昨年(2002年)の晩秋、東京地裁の鑑定委員会(会長大木一幸弁護士)で講演する羽目になってしまった。
過去数年の同会の講演会の講師は、裁判官、大学教授、弁護士会会長という錚々たる人達ばかりである。
とても私のごとき者が話する講演会ではない。
私より年齢が上の弁護士や不動産鑑定士そして有識者の方々がおられることから、その人達に講演を頼んで頂きたいと会長の大木一幸弁護士に頼んだ。
それに鑑定委員の名簿を見れば、かって地裁や簡裁の法廷で鑑定人の証人喚問を受け、地代・家賃の評価で鑑定内容について、質問・回答という形で激しく言い争った弁護士の名前がすくなからず見受けられる。それら弁護士の先生方の前で、偉そうな事を言うのには気が引ける事も理由にして断った。

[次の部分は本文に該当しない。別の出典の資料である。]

PR #3792, opened 2017-10-24
Fix merging with message-valued oneof

### LINKED ISSUE #3200: Merging oneof fields in C# replaces
As reported on the mailing list

If two message use the same oneof case, then when they're merged, the values of those oneofs should be merged too - currently the value being merged simply replaces the previous one.

jskeet:
If messages A and B have the same oneof case, which is a message
type, and we merge B into A, those sub-messages should be merged.

Fixes #3200.

Note that I haven't regenerated all the code, as some of the protos
have been changed, breaking generation.

### DIFF
--- a/src/google/protobuf/compiler/csharp/csharp_message_field.cc
+++ b/src/google/protobuf/compiler/csharp/csharp_message_field.cc
@@ -171,6 +171,14 @@ void MessageOneofFieldGenerator::GenerateMembers(io::Printer* printer) {
     "}\n");
 }
 
+void MessageOneofFieldGenerator::GenerateMergingCode(io::Printer* printer) {
+  printer->Print(variables_, 
+    "if ($property_name$ == null) {\n"
+    "  $property_name$ = new $type_name$();\n"
+    "}\n"
+    "$property_name$.MergeFrom(other.$property_name$);\n");
+}
+
 void MessageOneofFieldGenerator::GenerateParsingCode(io::Printer* printer) {
   // TODO(jonskeet): We may be able to do better than this
   printer->Print(
--- a/src/google/protobuf/compiler/csharp/csharp_primitive_field.cc
+++ b/src/google/protobuf/compiler/csharp/csharp_primitive_field.cc
@@ -196,6 +196,10 @@ void PrimitiveOneofFieldGenerator::GenerateMembers(io::Printer* printer) {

しかし、「弁護士は立場上、法廷で不動産鑑定士である鑑定人にきつい質問・反論をするのであって、それは講師を断る理由にはならない。あなたは
『賃料<家賃>評価の実際』
という非常に分かり易い実務の本を書かれている。それだけの知識と能力を持っている。その知識の一部を話して頂きたい」と言葉巧みに会長の大木弁護士に説得されてしまった。
講演の課題は『借地非訟事件と地代』とした。
借地上の建物を地主に無断で、或いは地主が承諾しないからといって勝手に増改築、建て替え、他人に権利譲渡を行うと、借地契約は解除されてしまう。借地権利がなくなることは、更地価格の6割とか7割の借地権価格を失う事である。
それを避けるためには裁判所が地主に代わって許可を与え、借地人の権利を保護してくれる。それが借地非訟である。借地人の方々は、夢夢、地主に無断で絶対、増改築、権利譲渡等を行わないように。

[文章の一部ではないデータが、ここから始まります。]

PR #3880, opened 2017-11-14
Add Setter/Getter type verification.

dmaclach:
Add runtime asserts (that can be disabled in release) that verify
that the types being get/set for messages using the C Api match
the type in the descriptor for the field being get/set.

### DIFF
--- a/objectivec/GPBUtilities.m
+++ b/objectivec/GPBUtilities.m
@@ -355,12 +355,14 @@ void GPBMaybeClearOneof(GPBMessage *self, GPBOneofDescriptor *oneof,
 //%PDDM-DEFINE IVAR_POD_ACCESSORS_DEFN(NAME, TYPE)
 //%TYPE GPBGetMessage##NAME##Field(GPBMessage *self,
 //% TYPE$S            NAME$S       GPBFieldDescriptor *field) {
+//%#if defined(DEBUG) && DEBUG
 //%  NSCAssert(DataTypesEquivalent(GPBGetFieldDataType(field),
 //%                                GPBDataType##NAME),
 //%            @"Attempting to get value of TYPE from field %@ "
 //%            @"of %@ which is of type %@.",
 //%            [self class], field.name,
 //%            TypeToString(GPBGetFieldDataType(field)));
+//%#endif
 //%  if (GPBGetHasIvarField(self, field)) {
 //%    uint8_t *storage = (uint8_t *)self->messageStorage_;
 //%    TYPE *typePtr = (TYPE *)&storage[field->description_->offset];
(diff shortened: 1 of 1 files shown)


objectivec/GPBUtilities.m
```diff
@@ -1185,11 +1395,8 @@ void GPBSetMessageMapField(GPBMessage *self, GPBFieldDescriptor *field,
   if (dictionary) {
     GPBDataType keyDataType = field.mapKeyDataType;
     GPBDataType valueDataType = GPBGetFieldDataType(field);
-    NSString *keyStr = TypeToStr(keyDataType);
-    NSString *valueStr = TypeToStr(valueDataType);
-    if (keyDataType == GPBDataTypeString) {
```
thomasvl: Isn't this still needed since the type is GPBString*Dictionary?

objectivec/GPBUtilities.m
```diff
@@ -49,6 +49,19 @@ static void AppendTextFormatForMessage(GPBMessage *message,
                                        NSMutableString *toStr,
                                        NSString *lineIndent);
 
+// Are two datatypes the same basic type representation (ex Int32 and SInt32).
+// Marked unused because currently only called from asserts/debug.
+static BOOL GPBDataTypesEquivalent(GPBDataType type1,
```
thomasvl: Don't really need GPB on these since they are file private and not meant to ever be exposed.

objectivec/GPBUtilities.m
```diff
@@ -1137,8 +1316,40 @@ void GPBSetMessageRepeatedField(GPBMessage *self, GPBFieldDescriptor *field, id
   GPBSetObjectIvarWithField(self, field, array);
 }
 
-#if defined(DEBUG) && DEBUG
-static NSString *TypeToStr(GPBDataType dataType) {
+BOOL GPBDataTypesEquivalent(GPBDataType type1, GPBDataType type2) {
```
thomasvl: Repeat the static on these?

objectivec/GPBUtilities.m
```diff
@@ -1137,8 +1316,40 @@ void GPBSetMessageRepeatedField(GPBMessage *self, GPBFieldDescriptor *field, id
...
+  return GPBBaseDataType(type1) == GPBBaseDataType(type2);
+}
+
+GPBDataType GPBBaseDataType(GPBDataType type) {
+  switch(type) {
```
thomasvl: space after `switch`

objectivec/GPBUtilities.m
```diff
@@ -1137,8 +1316,40 @@ void GPBSetMessageRepeatedField(GPBMessage *self, GPBFieldDescriptor *field, id
...
+    case GPBDataTypeSFixed32:
+    case GPBDataTypeInt32:
+    case GPBDataTypeSInt32:
+    case GPBDataTypeEnum:
```
thomasvl: I guess mapping enum here is ok with the current uses, but I wonder if it should be ensure it is enum?

objectivec/GPBUtilities.m
dmaclach: Fixed

objectivec/GPBUtilities.m
dmaclach: Fixed

objectivec/GPBUtilities.m
dmaclach: I wasn't that concerned about it. Want me to fix it up?

objectivec/GPBUtilities.m
dmaclach: Oops.. thank you. not sure how it got removed.

objectivec/GPBUtilities.m
thomasvl: I guess we should be safe with current uses, with the naming helping indicate it is internal, it likely isn't as much of an issue.

dmaclach:
Added #if DEBUG checks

地代の源泉は、その土地が産み出す不動産利益である。賃貸建物であれば家賃、事業用建物であれば事業収益であることを話した。
事業収益からの地代の求め方については、『鑑定コラム』の
「ある工場地の地代」
で説明してある。家賃からの地代の求め方については、その結果のほんの一部について同コラムの
「田の還元利回り4.2%」
で記述してある。
地代評価の差額配分法は可能であるが借地権価格、更新料の取り扱いが難しいこと。
利回り法は更地価格で考えるものであり、底地価格では考えない。また従前合意地代利回りをそのまま採用することは間違いであり、価格時点までの地価の上昇、下落による利回り修正を行わなければならないこと。
スライド法は地代の変動率によるのが原則であること。
地代の賃貸事例比較法は、地代の事例の地代水準がバラバラの場合が普通であり、非常に難しいこと等を述べた。
借地非訟事件では、許可を与える場合に、附随処分の中に地代の見直しも行うが、地代増額は認めるが、減額の附随処分は行わない。それ故、地代の適正さを争うには、地代増減額請求事件としての本裁判に譲る事になって、借地非訟の限界も述べた。

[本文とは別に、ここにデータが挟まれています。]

PR #3884, opened 2017-11-15
Simplify getter/setter method implementations

dmaclach:
Remove unnecessary retain/releases for GPBFieldDescriptors when
creating implementations with blocks. The descriptors do not need
to be memory managed because they are essentially global constructs
that are guaranteed to be around the lifetime of the app.

### DIFF
--- a/objectivec/GPBMessage.m
+++ b/objectivec/GPBMessage.m
@@ -2998,7 +2998,7 @@ typedef struct ResolveIvarAccessorMethodResult {
   SEL encodingSelector;
 } ResolveIvarAccessorMethodResult;
 
-static void ResolveIvarGet(GPBFieldDescriptor *field,
+static void ResolveIvarGet(__unsafe_unretained GPBFieldDescriptor *field,
                            ResolveIvarAccessorMethodResult *result) {
   GPBDataType fieldDataType = GPBGetFieldDataType(field);
   switch (fieldDataType) {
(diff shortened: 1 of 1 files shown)


objectivec/GPBMessage.m
```diff
@@ -3086,7 +3086,12 @@ + (BOOL)resolveInstanceMethod:(SEL)sel {
   // no need for checks here to see if has*/setHas* are allowed.
 
   ResolveIvarAccessorMethodResult result = {NULL, NULL};
-  for (GPBFieldDescriptor *field in descriptor->fields_) {
+
```
thomasvl: Extra blank line here can go away.

objectivec/GPBMessage.m
```diff
@@ -3086,7 +3086,12 @@ + (BOOL)resolveInstanceMethod:(SEL)sel {
...
+  
+  // |field| can be __unsafe_unretained because they are created at startup
+  // and are essentially global. No need to pay for retain/release when
+  // they are captured in blocks.
```
thomasvl: Can you dup this comment on the two other places that added `__unsafe_unretained`.  Or maybe a block comment before the two statics explain the use generally in this part of the code?

objectivec/GPBMessage.m
dmaclach: Done

objectivec/GPBMessage.m
dmaclach: Done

借地非訟事件の地代の適正水準の判断の目安は、公租公課倍率による地代と日税不動産鑑定士会(主宰横須賀博)発表の『継続地代の実態調べ』の地代利回りによるのが良いと述べた。
公租公課倍率法の地代倍率は、当鑑定の分析によれば、おおよそ次のごとくと話した。
月・坪円 地代倍率 80円〜100円 5.5 101円〜120円 4.8 121円〜140円 4.3 141円〜160円 4.0 161円〜200円 3.6 201円〜240円 3.3 241円〜280円 3.1 281円〜320円 3.0 321円〜400円 2.8 401円〜500円 2.6 501円〜600円 2.5 601円〜800円 2.4 801円〜1000円 2.3 1000円〜1500円 2.2
商業地23区平均 1.27%≒1.3% 住宅地23区平均 0.69%≒0.7%である。